*** Opening DATA ***
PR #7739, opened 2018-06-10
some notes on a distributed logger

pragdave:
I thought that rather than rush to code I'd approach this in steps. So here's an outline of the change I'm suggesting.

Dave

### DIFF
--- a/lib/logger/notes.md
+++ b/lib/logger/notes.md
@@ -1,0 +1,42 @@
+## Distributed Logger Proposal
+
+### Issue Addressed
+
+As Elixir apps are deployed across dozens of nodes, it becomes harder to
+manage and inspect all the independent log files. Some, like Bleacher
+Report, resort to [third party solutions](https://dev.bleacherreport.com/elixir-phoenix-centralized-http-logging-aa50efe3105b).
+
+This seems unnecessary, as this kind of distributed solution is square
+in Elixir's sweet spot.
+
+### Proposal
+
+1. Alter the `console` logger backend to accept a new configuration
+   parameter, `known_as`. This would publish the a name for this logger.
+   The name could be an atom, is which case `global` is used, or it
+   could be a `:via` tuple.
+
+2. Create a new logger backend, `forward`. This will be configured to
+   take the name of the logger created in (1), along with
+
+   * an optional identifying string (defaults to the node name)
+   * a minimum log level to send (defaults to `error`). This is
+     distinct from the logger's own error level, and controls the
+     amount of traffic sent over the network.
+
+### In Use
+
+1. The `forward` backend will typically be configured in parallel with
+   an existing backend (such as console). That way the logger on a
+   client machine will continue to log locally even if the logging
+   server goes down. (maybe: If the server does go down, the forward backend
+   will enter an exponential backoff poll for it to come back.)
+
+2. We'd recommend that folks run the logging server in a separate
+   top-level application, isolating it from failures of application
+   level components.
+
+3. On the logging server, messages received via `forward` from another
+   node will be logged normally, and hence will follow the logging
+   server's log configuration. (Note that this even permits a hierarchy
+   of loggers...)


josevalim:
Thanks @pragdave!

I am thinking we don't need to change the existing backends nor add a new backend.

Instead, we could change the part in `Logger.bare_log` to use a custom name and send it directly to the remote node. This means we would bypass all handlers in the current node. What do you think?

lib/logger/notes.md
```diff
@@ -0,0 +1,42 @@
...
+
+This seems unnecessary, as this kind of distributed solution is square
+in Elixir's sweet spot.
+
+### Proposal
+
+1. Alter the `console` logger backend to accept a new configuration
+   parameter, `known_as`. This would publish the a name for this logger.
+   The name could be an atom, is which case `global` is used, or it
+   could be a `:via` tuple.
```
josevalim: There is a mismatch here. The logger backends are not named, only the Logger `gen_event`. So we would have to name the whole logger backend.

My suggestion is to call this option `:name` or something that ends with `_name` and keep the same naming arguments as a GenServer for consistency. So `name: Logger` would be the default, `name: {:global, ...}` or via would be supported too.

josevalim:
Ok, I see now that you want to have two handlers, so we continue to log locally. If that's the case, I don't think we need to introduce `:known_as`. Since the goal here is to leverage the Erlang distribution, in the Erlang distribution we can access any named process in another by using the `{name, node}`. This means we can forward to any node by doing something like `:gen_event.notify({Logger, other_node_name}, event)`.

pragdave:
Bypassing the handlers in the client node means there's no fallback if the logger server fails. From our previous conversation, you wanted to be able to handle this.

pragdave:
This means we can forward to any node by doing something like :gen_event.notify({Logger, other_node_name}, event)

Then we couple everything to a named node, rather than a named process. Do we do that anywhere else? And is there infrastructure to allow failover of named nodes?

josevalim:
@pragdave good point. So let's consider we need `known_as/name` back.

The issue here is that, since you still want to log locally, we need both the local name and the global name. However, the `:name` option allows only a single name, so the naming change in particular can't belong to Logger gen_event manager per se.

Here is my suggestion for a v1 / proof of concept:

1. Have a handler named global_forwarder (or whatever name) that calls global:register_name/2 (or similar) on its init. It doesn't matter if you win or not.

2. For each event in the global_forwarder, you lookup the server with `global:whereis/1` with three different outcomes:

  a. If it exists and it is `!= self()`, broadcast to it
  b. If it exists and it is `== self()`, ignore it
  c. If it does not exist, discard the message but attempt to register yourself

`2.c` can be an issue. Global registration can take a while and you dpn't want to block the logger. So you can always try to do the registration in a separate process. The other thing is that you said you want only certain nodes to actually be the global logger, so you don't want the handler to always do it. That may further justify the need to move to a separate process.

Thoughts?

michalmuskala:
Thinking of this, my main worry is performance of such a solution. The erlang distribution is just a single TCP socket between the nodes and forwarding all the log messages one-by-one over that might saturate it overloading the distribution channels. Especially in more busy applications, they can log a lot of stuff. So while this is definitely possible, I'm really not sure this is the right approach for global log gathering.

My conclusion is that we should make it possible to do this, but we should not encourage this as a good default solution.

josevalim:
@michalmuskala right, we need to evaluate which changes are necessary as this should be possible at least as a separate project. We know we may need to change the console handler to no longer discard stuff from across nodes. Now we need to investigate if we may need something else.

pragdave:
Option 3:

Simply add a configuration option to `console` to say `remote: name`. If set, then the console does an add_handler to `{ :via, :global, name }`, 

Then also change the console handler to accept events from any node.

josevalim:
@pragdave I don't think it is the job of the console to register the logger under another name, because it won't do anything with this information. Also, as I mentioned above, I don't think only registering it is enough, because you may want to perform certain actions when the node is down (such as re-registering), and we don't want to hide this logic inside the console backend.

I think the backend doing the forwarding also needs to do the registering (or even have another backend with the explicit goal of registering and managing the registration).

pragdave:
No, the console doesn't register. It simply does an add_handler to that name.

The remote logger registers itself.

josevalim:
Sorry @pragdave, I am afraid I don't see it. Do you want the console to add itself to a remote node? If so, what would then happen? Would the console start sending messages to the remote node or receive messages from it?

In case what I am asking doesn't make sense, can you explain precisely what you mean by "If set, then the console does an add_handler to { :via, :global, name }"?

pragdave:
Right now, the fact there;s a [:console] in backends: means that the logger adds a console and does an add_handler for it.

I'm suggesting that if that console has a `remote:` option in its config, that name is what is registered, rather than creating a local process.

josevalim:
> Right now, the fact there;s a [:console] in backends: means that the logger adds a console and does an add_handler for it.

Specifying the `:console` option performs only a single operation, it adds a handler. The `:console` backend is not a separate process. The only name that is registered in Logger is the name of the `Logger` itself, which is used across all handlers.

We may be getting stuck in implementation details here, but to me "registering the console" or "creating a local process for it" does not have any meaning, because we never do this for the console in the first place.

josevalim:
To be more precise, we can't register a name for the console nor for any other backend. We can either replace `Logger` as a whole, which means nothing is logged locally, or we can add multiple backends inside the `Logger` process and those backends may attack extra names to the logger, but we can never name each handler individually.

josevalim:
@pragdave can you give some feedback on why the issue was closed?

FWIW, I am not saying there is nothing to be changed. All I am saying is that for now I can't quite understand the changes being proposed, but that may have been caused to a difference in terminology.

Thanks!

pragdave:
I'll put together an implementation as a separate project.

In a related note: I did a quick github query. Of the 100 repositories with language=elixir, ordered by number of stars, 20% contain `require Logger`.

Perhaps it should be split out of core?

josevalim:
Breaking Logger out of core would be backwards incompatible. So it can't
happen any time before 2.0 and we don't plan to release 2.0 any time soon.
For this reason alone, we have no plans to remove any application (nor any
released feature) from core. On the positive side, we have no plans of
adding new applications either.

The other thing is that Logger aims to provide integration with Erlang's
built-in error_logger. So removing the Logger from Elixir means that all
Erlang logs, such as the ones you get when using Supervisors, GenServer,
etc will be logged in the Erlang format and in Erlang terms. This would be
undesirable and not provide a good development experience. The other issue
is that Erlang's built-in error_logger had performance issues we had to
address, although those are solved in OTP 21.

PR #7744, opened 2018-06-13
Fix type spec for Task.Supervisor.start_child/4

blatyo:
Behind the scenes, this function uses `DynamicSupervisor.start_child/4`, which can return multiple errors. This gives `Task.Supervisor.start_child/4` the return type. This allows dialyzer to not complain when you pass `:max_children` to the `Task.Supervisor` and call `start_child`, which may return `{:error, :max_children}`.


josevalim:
*** Closing DATA ***
*** Opening DATA ***
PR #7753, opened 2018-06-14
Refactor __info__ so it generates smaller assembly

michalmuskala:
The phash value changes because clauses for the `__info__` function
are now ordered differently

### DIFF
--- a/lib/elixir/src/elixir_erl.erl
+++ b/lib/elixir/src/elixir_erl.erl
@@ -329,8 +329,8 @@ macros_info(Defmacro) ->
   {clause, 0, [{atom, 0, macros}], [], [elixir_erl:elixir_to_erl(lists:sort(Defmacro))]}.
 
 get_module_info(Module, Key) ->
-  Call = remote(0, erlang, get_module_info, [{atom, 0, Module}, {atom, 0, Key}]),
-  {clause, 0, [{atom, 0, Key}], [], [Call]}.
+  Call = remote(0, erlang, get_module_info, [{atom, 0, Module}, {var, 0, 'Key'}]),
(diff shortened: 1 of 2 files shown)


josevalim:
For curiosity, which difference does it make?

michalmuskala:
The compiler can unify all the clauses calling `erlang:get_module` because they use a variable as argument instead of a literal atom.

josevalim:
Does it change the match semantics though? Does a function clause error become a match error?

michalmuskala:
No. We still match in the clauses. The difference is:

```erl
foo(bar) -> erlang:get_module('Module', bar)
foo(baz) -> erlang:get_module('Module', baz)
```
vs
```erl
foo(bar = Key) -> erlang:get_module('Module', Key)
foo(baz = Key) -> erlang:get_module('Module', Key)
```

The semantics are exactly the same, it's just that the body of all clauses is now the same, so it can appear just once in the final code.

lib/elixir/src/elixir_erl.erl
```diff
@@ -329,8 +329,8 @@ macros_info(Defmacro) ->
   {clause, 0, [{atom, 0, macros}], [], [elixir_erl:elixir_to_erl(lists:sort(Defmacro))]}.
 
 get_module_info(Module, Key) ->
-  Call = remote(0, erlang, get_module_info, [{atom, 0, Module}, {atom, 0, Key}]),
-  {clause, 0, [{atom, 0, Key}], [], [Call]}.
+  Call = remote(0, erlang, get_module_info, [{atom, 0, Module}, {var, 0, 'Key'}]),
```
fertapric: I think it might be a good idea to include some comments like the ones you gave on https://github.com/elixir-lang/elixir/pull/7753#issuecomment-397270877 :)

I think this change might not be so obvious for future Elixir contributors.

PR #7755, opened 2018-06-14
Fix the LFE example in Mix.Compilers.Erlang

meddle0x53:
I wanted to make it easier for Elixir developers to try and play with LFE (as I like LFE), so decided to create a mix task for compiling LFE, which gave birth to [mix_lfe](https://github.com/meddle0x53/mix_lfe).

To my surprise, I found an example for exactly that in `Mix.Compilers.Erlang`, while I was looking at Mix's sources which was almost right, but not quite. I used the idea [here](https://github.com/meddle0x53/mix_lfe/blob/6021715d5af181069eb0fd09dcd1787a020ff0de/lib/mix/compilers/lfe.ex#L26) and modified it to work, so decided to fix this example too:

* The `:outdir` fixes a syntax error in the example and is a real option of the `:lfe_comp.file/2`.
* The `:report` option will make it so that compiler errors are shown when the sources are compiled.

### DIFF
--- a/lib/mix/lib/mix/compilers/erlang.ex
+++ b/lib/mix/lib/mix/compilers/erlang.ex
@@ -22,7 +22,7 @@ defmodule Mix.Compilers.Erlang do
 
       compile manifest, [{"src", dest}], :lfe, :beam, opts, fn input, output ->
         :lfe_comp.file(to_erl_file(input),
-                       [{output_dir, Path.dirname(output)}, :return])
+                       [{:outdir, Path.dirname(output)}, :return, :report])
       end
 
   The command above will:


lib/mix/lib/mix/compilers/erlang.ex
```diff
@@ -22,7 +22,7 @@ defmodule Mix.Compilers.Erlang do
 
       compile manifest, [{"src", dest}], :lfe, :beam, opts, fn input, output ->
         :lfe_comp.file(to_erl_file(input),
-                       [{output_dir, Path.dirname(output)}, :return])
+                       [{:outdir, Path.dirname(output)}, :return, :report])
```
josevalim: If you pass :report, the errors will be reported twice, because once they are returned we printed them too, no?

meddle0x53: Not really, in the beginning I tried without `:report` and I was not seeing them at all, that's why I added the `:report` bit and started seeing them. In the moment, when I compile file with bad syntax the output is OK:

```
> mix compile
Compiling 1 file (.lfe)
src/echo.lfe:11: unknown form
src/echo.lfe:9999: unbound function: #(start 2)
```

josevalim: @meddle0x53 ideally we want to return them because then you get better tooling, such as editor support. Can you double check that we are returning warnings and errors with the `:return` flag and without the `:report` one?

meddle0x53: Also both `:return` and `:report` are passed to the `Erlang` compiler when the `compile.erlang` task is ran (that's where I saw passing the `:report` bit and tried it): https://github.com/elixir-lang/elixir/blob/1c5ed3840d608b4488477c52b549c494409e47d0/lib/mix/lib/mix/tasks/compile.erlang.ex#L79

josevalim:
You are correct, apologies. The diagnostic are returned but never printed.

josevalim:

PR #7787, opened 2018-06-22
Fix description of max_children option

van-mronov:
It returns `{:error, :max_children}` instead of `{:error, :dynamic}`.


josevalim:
*** Closing DATA ***
*** Opening DATA ***
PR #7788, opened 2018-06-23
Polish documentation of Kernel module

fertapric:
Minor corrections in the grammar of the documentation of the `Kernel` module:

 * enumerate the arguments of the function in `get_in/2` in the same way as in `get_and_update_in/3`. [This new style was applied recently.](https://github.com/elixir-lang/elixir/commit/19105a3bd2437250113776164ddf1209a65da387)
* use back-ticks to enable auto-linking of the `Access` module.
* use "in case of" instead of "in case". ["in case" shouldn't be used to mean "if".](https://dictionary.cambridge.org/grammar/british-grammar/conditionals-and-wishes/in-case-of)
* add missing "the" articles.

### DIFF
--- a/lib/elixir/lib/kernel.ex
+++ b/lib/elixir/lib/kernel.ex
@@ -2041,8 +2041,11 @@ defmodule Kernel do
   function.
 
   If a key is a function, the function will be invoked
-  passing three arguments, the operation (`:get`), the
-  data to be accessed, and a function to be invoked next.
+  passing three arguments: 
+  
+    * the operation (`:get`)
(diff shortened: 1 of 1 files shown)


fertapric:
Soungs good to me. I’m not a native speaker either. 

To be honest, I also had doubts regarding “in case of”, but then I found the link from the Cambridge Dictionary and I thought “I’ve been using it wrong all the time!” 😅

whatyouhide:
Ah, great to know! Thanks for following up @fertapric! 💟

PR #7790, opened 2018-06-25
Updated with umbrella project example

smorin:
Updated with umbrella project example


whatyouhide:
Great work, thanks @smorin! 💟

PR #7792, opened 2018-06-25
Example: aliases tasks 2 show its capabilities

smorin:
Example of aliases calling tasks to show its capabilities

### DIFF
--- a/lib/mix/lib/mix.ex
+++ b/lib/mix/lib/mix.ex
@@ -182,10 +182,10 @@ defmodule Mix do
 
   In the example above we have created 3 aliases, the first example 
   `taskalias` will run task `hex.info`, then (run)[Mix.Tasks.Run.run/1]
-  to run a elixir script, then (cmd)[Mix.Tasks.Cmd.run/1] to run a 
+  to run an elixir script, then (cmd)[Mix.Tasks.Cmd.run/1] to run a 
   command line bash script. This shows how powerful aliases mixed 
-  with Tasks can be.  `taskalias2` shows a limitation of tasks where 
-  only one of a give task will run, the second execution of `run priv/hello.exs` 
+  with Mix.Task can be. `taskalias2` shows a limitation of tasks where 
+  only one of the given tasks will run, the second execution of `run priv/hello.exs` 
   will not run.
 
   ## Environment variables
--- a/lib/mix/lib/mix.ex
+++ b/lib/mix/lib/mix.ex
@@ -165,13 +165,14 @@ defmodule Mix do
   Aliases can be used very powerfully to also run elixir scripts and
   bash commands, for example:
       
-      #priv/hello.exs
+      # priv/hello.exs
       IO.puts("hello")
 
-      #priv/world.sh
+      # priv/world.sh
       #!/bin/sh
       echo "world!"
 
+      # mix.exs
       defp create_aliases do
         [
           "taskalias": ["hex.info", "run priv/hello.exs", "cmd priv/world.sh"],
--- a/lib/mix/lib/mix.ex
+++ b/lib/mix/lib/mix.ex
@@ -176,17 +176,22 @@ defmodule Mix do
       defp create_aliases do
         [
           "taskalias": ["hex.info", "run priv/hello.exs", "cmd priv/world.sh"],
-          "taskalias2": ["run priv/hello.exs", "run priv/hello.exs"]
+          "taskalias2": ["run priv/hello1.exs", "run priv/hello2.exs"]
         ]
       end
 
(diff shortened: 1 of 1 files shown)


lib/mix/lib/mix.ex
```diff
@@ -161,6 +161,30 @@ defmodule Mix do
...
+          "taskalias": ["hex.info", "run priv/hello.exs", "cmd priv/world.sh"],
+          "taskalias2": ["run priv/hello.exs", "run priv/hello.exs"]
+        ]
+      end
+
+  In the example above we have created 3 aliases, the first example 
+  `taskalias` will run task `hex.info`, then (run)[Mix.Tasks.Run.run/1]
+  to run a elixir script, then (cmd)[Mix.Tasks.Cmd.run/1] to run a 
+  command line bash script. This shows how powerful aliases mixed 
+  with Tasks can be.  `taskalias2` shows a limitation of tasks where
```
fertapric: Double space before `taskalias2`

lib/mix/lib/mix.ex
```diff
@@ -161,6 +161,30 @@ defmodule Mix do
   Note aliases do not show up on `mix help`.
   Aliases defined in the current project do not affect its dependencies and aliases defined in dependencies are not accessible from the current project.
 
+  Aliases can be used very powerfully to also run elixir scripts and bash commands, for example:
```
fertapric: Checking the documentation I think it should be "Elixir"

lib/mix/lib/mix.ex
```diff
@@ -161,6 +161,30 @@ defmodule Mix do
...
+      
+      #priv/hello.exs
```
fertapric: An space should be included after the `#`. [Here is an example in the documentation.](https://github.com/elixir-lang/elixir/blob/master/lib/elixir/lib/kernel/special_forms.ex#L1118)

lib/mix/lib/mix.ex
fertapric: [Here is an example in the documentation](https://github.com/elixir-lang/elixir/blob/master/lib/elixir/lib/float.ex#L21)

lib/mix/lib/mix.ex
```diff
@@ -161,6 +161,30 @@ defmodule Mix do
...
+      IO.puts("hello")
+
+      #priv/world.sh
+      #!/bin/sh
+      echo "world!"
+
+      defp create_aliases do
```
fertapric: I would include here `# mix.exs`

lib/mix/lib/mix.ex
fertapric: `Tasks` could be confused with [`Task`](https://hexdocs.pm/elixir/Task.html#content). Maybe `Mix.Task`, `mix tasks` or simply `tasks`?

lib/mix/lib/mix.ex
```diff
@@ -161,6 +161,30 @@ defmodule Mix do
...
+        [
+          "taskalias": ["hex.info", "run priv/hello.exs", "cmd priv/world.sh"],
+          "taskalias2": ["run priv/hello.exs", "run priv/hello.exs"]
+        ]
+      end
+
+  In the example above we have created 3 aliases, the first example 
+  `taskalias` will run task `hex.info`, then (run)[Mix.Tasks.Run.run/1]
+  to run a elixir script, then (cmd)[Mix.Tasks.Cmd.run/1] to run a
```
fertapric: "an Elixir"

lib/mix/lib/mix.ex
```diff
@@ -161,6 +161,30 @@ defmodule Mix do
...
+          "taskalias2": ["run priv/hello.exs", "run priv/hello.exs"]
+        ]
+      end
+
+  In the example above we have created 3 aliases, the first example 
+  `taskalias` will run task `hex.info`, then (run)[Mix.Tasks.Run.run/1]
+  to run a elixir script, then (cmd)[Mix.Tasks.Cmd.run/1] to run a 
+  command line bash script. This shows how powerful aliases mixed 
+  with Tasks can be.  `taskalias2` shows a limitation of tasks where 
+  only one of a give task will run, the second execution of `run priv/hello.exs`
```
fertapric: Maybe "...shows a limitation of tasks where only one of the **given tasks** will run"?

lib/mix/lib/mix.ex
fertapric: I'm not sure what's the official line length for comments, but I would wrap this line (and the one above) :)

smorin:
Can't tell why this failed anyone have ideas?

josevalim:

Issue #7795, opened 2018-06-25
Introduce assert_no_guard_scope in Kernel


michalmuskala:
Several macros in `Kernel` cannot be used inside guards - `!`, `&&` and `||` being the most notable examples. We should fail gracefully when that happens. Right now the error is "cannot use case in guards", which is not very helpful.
*** Closing DATA ***
** EXERCISE PROMPT **
From the records above, repeat exactly the lines from the one with "PR #7739, opened 2018-06-10" through the one with "Thanks @pragdave!", both included.

** TASK SOLUTION **
PR #7739, opened 2018-06-10
some notes on a distributed logger

pragdave:
I thought that rather than rush to code I'd approach this in steps. So here's an outline of the change I'm suggesting.

Dave

### DIFF
--- a/lib/logger/notes.md
+++ b/lib/logger/notes.md
@@ -1,0 +1,42 @@
+## Distributed Logger Proposal
+
+### Issue Addressed
+
+As Elixir apps are deployed across dozens of nodes, it becomes harder to
+manage and inspect all the independent log files. Some, like Bleacher
+Report, resort to [third party solutions](https://dev.bleacherreport.com/elixir-phoenix-centralized-http-logging-aa50efe3105b).
+
+This seems unnecessary, as this kind of distributed solution is square
+in Elixir's sweet spot.
+
+### Proposal
+
+1. Alter the `console` logger backend to accept a new configuration
+   parameter, `known_as`. This would publish the a name for this logger.
+   The name could be an atom, is which case `global` is used, or it
+   could be a `:via` tuple.
+
+2. Create a new logger backend, `forward`. This will be configured to
+   take the name of the logger created in (1), along with
+
+   * an optional identifying string (defaults to the node name)
+   * a minimum log level to send (defaults to `error`). This is
+     distinct from the logger's own error level, and controls the
+     amount of traffic sent over the network.
+
+### In Use
+
+1. The `forward` backend will typically be configured in parallel with
+   an existing backend (such as console). That way the logger on a
+   client machine will continue to log locally even if the logging
+   server goes down. (maybe: If the server does go down, the forward backend
+   will enter an exponential backoff poll for it to come back.)
+
+2. We'd recommend that folks run the logging server in a separate
+   top-level application, isolating it from failures of application
+   level components.
+
+3. On the logging server, messages received via `forward` from another
+   node will be logged normally, and hence will follow the logging
+   server's log configuration. (Note that this even permits a hierarchy
+   of loggers...)


josevalim:
Thanks @pragdave!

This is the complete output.